Verify the VLM pod is running. A pod with the name
nim-vlm-*will start (thenim-llmpod will not be created when it is disabled). Example status:rag nim-vlm-f4c446cbf-ffzm7 1/1 Running 0 22m
Note
Service architecture: With VLM enabled and LLM disabled, the RAG pipeline uses VLM for all generation tasks. The embedding and reranking services remain active for document retrieval. For local VLM inference, ensure the VLM NIM service is running and accessible at the configured APP_VLM_SERVERURL. For remote endpoints, the NGC_API_KEY is required for authentication.
Configuration#
Image limits:
APP_VLM_MAX_TOTAL_IMAGES(default: 5) is the maximum total images (from query, history, and context) included in the VLM prompt. Set via environment variables and restart the rag-server to apply.Example (Docker Compose):
export ENABLE_VLM_INFERENCE="true" export APP_VLM_MAX_TOTAL_IMAGES="5" docker compose -f deploy/compose/docker-compose-rag-server.yaml up -d
Context limitations: The VLM receives the current user query, a truncated conversation history, and a textual summary of retrieved documents, together with any cited images. The effective context window of the VLM is limited, so very long conversations or large document contexts may be truncated.
Warning
Keep user questions as self-contained as possible, especially in long-running conversations. Use retrieval and prompt tuning to focus the most relevant context for the VLM.

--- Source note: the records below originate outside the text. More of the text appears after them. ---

PR #83, opened 2016-03-13
Adding Anchors for Data Pages

shredtechular:
This PR adds quick link anchors at the top of 2 data pages per [issue 77](https://github.com/m-lab/m-lab.github.io/issues/77).

I wasn't sure if anchors were desired on any of the other pages?  I went with the logic that any of these pages that had a couple H1 headers that is what we have been putting quick link anchors on, so continuing with that theme.  If we want quick link anchors on the /data/bq/quickstart/ page, should we consider changing some of the main section headers to H1s or do we want to change the use of these?  It seems like it would give a more consistent experience for the end user to expect H1s for these anchors?  I'm open to what you all think is best though.

That aside, I was able to add anchors for the /data/gcs/ and /data/bq/examples/ pages.  Those changes can be seen on my fork [here](http://shredtechular.github.io/m-lab.github.io/data/gcs/) and [here](http://shredtechular.github.io/m-lab.github.io/data/bq/examples/), respectively.

---
This change is [Review on Reviewable](https://reviewable.io/reviews/m-lab/m-lab.github.io/83)

### DIFF
--- a/_pages/bigquery_examples.md
+++ b/_pages/bigquery_examples.md
@@ -3,12 +3,24 @@ layout: page
 title: "BigQuery Examples"
 permalink: /data/bq/examples/
 breadcrumb: data
+accordion-quick-links: true
+quick-links-section:
+  - column:
+    - group-heading: "Overview"
+    - group-heading: "Basic counting"
+    - group-heading: "Computing statistics over time"
+  - column:
+    - group-heading: "Dealing with IP addresses"
+    - group-heading: "Comparing NDT and NPAD tests"
+    - group-heading: "Computing distributions of tests across users"
 ---
 
+{:.overview}
 # Overview
 
 The examples below query the M-Lab data in various ways to demonstrate effective use of the M-Lab BigQuery dataset.
 
+{:.basic-counting}
 # Basic counting — How many users?
 
 Let's start with something simple. How many distinct users (distinct IPs for simplicity) have ever run an **NDT** test?
@@ -28,6 +40,7 @@ Result:
 |-------------|
 | 110814220   |
 
+{:.computing-statistics-over-time}
 # Computing statistics over time — How many users per day?
 
 By slightly modifying the previous query, it is possible to compute how the number of users changed over time.
@@ -62,6 +75,7 @@ ORDER BY
 | 2015-12-27  |       52995 |
 | 2015-12-28  |       50751 |
 
+{:.dealing-with-ip-addresses}
 # Dealing with IP addresses — How many users from distinct subnets?
 
 BigQuery supports various functions to parse IP addresses in different formats. You can use such functions to aggregate the number of users per subnet and compute how many subnets have ever initiated a test.
@@ -83,6 +97,7 @@ FROM
 |-------------|
 | 4548859     |
 
+{:.comparing-ndt-and-npad-tests}
 # Comparing NDT and NPAD tests — How many users have run both NDT and NPAD tests?
 
 * The following query computes the number of distinct IP addresses that have run tests using both NDT and NPAD.
@@ -114,6 +129,7 @@ FROM
 |----------------|
 |           74535|
 
+{:.computing-distributions-of-tests-across-users}
 # Computing distributions of tests across users — How many users have run a certain number of tests?
 
 Now let's try something a bit more complex.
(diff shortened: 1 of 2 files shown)


critzo:
For broad accessibility, we should not use multiple h1 tags on any page. I would be in favor of a solution that allows easily adding IDs to any H[123456] tag.

shredtechular:
I think the most important thing from an accessibility perspective is that heading levels are being used semantically and that the heading levels are being used in order, right?  For example we shouldn't be going from an h1 to an h3.  What's the reason for concern for multiple h1s on an html5 page?

As for the solution though, any heading level can be used for quick links, my point was more from a consistency across the site where the "quick link" anchors are showing.  If we are going to display these quick links, it seems like we would want them used in a consistent way across the site.  So, for example, on this page, h1s were used: /data/gcs/ so I added quick links to that page.  However, on this page: /data/bq/quickstart/ h2s were used (skipping the h1 heading levels) so I did NOT use quick link anchor tags.

critzo:
The H1 tag is usually the title of the page or the top level subject of the
page, so semantically and logically only one H1 tag on a page should be
needed. I've always used a single H1 followed by properly nested sub
headings.

@georgiamoon @mtlynch do you have thoughts on this?

 Chris Ritzo
 Senior Technologist, Open Technology Institute @ New America
 740 15th Street NW, Suite 900
 Washington, DC 20036
 Public Key:    0x085B309C

mtlynch:
`h1` for title sounds fine to me. I don't mind adding an anchor link to h1s, especially if we can do it like Github does default Markdown formatting where the anchor link only appears when the user hovers over the text, like in:

https://github.com/m-lab/telescope/blob/master/documentation/selector-file-spec.md#example-file

georgiamoon:
A few thoughts, because I think I wasn't clear before, so wanted to address that.

1) On the GCS and BQ Examples page, those probably should be h1s as @critzo has pointed out, I believe from an accessibility compliance perspective, then need to be h2s.

2) My thought was that there would be a way to programmtically create anchor links for any subsections, e.g. that that could be something that happens based on the markdown of a header existing, but it looks to me like this is a manual change? Can someone clarify?

georgiamoon:
Also -- the I think the anchor links should update in the URL when clicked, and not just be a hidden link.

critzo:
+1 @georgiabullen. I like the ability to add a sort of table of contents at the top of some pages like:

But those "accordion" links should also update the URL. 

Also it looks like we can add an id tag to any element (H tags or others) using this syntax:
 +{:.name-of-id/anchor} 

---







*Comments from the [review on Reviewable.io](https://reviewable.io:443/reviews/m-lab/m-lab.github.io/83#-:-KCq3_jgVEoMwi0e1kc-:-1059175490)*

shredtechular:
RE: ``2) My thought was that there would be a way to programmtically create anchor links for any subsections, e.g. that that could be something that happens based on the markdown of a header existing, but it looks to me like this is a manual change? Can someone clarify?``

Currently, we do need to specify anchor links in the yml frontmatter of a page if we want a page to display anchor links at the top of the page, which gives a decent amount of flexibility for different pages of the site.  We can do this programmatically, but if we do that, we need to define the business rule behind this.  For example, across all pages on the site, do we make a business rule that any page that has multiple h1s have anchor links at the top of the page?  Or perhaps, we define a css class to add to any headers that should include an anchor link?  Then we could target with js and create the table of content/anchor links at the top of the page?


RE: ``Also -- the I think the anchor links should update in the URL when clicked, and not just be a hidden link.``

Agreed, however, this should be a sitewide change I think and wonder if it should be in its own PR?  This PR was focused on [issue 77](https://github.com/m-lab/m-lab.github.io/issues/77) to just ensure anchor links were added to the top of the data  pages.

shredtechular:
RE: ``Also it looks like we can add an id tag to any element (H tags or others) using this syntax:
+{:.name-of-id/anchor}``

This actually adds a class to those elements as that is what the existing js was using for anchor links at the top of the page.  If we go to a more natural implementation of hash tag anchor links, then we shouldn't need to add those classes.  We would still need to identify the anchors that need the Table of Content links though in the yml frontmatter or come up with a business rule for when a Table of Content/anchor links should show at the top of a page.

critzo:
This PR was superceded by PR #119 
Closing.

VLM to LLM Fallback (Optional)#
By default, with VLM enabled, the RAG server uses VLM for all generation tasks. The VLM_TO_LLM_FALLBACK environment variable controls behavior for text-only queries (no images in query, messages, or retrieved context).
Default (no fallback):
VLM_TO_LLM_FALLBACK="false". The VLM handles all queries. Recommended for the 2xH100 setup.Enable fallback:
VLM_TO_LLM_FALLBACK="true". Text-only queries use a traditional LLM. You must deploy an LLM service alongside the VLM.
GPU requirements for fallback: Minimum 3xH100 GPUs—GPU 0: Embedding and Reranker; GPU 1: VLM; GPU 2: LLM.
Docker Compose with fallback: Start both VLM and LLM (do not use the vlm-generation profile):
export VLM_MS_GPU_ID=1
export LLM_MS_GPU_ID=2
USERID=$(id -u) docker compose -f deploy/compose/nims.yaml up -d
export ENABLE_VLM_INFERENCE="true"
export VLM_TO_LLM_FALLBACK="true"
export APP_VLM_MODELNAME="nvidia/nemotron-nano-12b-v2-vl"
export APP_VLM_SERVERURL="http://vlm-ms:8000/v1"
docker compose -f deploy/compose/docker-compose-rag-server.yaml up -d
Warning
Do not use the vlm-generation profile when fallback is enabled; it skips the LLM. Using VLM_TO_LLM_FALLBACK="true" with that profile will cause errors for text-only queries.
Helm with fallback: In values.yaml, set VLM_TO_LLM_FALLBACK: "true" and keep both nim-vlm and nim-llm enabled:
envVars:
ENABLE_VLM_INFERENCE: "true"
VLM_TO_LLM_FALLBACK: "true"
APP_VLM_MODELNAME: "nvidia/nemotron-nano-12b-v2-vl"
APP_VLM_SERVERURL: "http://nim-vlm:8000/v1"
nimOperator:
nim-vlm:
enabled: true
nim-llm:
enabled: true
Troubleshooting#
Ensure the VLM NIM is running and reachable at the configured
APP_VLM_SERVERURL.For remote endpoints, ensure
NGC_API_KEYis valid and has access to the model.Check rag-server logs for VLM inference or API authentication errors.
Verify that images are ingested, captioned, and indexed in your knowledge base.